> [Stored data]
◇ ◇ ◇ ◇

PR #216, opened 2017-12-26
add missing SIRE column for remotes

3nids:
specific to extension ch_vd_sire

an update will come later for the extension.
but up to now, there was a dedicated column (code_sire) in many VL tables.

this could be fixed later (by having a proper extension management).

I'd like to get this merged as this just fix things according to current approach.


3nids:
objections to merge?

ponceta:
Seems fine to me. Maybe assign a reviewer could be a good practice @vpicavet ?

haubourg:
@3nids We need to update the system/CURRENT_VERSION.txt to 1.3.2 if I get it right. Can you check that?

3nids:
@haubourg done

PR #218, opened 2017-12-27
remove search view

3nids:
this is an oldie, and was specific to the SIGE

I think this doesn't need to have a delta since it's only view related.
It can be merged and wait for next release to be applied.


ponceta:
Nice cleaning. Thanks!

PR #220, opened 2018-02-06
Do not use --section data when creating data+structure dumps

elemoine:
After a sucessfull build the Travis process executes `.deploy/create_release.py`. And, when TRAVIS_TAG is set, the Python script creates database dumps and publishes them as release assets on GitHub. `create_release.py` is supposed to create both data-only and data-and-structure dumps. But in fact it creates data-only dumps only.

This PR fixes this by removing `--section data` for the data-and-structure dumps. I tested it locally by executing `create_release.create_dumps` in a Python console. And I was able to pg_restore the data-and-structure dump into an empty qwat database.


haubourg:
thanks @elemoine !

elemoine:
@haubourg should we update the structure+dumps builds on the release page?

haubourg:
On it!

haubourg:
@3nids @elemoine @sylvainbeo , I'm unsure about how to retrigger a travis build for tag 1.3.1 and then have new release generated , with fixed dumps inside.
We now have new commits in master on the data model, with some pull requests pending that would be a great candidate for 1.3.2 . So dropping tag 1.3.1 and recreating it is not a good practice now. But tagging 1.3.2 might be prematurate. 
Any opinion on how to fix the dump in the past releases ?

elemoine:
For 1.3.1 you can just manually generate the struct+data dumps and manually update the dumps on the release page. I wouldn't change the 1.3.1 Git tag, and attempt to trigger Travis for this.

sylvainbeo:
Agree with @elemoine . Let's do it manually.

◇ ◇ ◇ ◇

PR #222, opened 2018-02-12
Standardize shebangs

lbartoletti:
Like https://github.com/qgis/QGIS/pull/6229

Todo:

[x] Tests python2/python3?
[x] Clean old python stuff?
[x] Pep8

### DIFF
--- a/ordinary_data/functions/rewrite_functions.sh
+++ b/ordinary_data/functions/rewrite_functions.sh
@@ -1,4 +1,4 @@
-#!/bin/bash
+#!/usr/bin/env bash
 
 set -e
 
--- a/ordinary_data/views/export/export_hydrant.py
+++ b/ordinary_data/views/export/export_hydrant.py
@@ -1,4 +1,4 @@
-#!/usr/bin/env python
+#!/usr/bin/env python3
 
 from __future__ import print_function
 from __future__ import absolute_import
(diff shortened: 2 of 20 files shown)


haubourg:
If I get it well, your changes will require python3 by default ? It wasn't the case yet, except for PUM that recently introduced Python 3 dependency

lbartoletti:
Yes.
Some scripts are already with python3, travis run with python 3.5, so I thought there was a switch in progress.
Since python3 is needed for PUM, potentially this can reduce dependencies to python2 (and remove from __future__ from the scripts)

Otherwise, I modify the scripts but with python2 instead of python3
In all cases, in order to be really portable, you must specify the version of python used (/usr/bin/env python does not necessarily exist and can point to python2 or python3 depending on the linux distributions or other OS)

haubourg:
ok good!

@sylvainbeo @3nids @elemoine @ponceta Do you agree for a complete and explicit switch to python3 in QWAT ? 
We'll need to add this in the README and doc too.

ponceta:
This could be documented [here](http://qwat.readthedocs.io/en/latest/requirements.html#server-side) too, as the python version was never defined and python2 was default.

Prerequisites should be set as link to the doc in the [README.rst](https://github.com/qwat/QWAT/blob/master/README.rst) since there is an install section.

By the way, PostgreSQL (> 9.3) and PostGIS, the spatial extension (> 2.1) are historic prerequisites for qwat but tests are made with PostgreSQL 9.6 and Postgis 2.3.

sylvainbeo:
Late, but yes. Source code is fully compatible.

◇ ◇ ◇ ◇

> [Your assignment] Among the records, find the lines that contain "later" and copy each of them.

> [Answer below]
an update will come later for the extension.
this could be fixed later (by having a proper extension management).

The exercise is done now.